[Stored data entries]
■ ■ ■ ■
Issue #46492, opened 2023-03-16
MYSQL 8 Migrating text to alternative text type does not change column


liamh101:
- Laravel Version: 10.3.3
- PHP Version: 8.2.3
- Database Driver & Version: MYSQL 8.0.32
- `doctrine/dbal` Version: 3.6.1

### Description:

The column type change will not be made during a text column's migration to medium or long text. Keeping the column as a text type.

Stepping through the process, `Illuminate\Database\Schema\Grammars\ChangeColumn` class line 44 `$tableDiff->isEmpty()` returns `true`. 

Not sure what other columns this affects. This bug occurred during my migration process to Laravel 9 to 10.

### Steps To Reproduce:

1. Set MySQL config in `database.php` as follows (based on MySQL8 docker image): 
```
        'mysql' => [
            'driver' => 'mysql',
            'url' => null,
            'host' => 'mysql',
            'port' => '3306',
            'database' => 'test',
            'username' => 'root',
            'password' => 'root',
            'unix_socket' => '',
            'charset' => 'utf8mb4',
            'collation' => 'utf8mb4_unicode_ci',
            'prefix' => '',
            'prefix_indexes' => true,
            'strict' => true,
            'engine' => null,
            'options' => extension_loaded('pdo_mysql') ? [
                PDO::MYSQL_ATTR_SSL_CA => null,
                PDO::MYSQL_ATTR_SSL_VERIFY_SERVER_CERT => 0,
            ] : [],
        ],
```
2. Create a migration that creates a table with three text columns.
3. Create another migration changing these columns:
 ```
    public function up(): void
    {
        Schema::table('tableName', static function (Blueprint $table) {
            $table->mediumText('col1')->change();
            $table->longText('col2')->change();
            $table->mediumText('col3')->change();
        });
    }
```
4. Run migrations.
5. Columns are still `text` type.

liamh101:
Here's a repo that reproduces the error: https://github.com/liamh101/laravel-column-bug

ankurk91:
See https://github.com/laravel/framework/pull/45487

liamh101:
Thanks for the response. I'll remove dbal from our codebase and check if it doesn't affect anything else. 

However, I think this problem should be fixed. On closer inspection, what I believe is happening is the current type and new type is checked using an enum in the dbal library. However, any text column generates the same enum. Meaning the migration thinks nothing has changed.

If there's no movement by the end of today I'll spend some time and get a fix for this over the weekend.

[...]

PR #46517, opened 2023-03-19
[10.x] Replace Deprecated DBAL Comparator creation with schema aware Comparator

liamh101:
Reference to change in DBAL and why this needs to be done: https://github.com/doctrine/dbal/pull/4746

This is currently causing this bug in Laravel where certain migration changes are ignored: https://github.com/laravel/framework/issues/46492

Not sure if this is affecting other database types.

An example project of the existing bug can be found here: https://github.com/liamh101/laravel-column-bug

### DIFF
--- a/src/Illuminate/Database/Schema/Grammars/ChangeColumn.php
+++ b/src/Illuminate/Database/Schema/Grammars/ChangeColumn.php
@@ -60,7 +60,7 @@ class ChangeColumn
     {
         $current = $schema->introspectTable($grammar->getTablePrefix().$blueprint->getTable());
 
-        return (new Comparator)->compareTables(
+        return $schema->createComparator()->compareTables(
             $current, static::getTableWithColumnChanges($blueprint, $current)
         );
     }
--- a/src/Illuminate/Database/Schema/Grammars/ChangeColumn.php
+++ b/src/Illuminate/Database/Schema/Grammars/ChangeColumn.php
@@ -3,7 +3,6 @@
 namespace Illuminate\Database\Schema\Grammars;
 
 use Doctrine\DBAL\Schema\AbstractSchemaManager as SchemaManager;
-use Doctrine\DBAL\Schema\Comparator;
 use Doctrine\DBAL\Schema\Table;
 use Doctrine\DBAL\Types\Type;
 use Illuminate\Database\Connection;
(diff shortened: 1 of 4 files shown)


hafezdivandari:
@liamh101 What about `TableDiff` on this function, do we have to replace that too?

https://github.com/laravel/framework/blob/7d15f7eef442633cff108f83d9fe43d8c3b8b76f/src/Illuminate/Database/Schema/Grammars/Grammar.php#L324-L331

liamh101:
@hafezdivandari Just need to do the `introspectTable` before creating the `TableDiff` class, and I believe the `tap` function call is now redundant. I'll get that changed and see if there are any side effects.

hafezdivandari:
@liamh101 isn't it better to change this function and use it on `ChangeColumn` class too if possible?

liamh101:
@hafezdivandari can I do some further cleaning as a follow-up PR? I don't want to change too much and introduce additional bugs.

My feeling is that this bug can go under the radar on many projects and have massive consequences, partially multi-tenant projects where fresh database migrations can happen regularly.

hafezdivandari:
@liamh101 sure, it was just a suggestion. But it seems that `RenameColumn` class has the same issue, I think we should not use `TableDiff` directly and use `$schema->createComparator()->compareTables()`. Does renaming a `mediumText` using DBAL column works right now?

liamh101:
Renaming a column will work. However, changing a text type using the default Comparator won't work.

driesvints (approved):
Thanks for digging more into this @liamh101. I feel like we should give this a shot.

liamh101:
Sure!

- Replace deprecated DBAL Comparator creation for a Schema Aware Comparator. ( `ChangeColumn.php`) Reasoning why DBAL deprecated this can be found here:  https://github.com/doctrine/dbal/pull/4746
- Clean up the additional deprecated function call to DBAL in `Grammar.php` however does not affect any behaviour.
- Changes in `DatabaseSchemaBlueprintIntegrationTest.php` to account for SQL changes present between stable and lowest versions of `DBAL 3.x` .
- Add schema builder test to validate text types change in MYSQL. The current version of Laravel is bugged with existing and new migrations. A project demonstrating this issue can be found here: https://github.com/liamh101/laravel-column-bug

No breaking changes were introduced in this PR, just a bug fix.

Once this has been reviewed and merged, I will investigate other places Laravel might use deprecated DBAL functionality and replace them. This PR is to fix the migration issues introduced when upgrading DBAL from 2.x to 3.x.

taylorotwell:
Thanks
■ ■ ■ ■
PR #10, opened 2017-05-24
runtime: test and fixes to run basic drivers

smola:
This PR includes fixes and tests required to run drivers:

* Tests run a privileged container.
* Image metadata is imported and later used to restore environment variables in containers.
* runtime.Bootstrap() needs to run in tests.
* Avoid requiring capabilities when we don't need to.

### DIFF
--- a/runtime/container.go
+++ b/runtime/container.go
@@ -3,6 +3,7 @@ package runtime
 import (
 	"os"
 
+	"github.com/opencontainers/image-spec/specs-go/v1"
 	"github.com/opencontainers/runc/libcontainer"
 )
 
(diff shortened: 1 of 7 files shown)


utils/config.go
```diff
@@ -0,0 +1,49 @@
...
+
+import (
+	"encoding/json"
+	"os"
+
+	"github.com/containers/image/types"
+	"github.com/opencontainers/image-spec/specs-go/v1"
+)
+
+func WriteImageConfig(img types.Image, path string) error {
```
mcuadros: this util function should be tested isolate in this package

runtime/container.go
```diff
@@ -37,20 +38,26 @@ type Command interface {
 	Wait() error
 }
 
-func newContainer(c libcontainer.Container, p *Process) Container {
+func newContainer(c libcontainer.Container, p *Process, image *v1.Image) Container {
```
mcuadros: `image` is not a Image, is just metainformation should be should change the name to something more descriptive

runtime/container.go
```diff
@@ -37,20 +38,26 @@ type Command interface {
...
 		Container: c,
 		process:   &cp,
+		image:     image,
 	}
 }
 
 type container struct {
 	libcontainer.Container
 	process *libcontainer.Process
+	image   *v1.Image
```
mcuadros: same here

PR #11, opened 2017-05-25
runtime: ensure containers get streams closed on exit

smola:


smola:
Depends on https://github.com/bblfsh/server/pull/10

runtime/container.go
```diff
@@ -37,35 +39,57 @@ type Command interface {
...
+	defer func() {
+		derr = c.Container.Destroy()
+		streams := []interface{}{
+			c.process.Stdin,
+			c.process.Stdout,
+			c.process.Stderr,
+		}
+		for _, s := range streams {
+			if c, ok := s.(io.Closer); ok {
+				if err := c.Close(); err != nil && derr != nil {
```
■ ■ ■ ■
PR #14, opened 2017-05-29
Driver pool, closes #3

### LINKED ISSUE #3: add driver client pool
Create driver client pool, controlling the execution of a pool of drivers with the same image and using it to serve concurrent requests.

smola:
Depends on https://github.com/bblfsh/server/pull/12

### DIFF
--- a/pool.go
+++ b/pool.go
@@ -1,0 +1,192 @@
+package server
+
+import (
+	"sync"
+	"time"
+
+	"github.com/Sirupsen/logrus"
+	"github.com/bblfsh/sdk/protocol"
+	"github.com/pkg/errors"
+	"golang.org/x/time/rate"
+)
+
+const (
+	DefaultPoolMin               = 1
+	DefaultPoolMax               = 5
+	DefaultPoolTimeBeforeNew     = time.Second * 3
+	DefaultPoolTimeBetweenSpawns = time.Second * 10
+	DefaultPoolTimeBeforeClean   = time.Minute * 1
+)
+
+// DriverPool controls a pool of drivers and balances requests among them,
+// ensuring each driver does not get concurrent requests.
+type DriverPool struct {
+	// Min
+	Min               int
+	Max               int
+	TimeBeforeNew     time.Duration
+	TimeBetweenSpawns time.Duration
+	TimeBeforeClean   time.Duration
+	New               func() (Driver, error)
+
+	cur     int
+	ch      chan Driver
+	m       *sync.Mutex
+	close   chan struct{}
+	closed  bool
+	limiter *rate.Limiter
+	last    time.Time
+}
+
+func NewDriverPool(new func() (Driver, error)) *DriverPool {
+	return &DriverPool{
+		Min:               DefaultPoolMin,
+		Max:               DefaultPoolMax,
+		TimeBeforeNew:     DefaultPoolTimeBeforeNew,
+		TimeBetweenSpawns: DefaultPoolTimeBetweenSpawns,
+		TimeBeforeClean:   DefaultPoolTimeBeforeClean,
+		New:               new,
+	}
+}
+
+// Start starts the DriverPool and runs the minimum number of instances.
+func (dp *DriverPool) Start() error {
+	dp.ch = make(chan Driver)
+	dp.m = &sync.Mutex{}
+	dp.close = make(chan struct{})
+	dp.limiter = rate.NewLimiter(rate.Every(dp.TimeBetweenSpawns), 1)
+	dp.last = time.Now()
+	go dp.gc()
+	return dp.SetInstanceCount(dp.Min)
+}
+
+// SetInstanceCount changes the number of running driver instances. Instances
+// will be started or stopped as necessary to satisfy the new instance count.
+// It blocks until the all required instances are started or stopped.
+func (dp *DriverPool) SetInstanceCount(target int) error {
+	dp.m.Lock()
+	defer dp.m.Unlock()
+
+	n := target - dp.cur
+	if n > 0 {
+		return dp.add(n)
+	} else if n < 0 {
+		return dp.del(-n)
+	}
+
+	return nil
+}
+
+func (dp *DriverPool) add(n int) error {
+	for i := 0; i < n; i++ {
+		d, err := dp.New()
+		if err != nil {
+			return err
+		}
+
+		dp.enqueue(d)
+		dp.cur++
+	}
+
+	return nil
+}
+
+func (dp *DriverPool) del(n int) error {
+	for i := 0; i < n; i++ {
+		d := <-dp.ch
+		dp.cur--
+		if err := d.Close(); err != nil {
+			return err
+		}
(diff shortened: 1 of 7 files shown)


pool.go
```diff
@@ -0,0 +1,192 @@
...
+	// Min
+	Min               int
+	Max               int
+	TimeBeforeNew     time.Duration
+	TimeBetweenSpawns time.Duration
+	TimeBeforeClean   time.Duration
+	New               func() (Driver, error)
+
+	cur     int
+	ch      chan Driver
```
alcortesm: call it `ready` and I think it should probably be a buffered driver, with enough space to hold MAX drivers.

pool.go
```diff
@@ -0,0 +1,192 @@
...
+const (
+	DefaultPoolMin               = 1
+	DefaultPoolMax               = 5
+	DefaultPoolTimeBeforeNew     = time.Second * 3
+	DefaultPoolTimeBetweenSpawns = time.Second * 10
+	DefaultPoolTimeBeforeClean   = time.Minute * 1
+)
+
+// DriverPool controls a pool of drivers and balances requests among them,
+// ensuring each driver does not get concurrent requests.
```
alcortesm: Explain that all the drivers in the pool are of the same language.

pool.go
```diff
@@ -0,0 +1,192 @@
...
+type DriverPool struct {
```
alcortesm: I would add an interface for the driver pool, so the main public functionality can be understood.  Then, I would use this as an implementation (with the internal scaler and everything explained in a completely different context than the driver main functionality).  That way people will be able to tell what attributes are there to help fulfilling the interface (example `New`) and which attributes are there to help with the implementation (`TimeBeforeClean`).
■ ■ ■ ■
TASK REQUIREMENTS :: Number of lines holding "libcontainer" in the data: give it, with nothing else.

RESPONSE TO THIS EXERCISE :: 5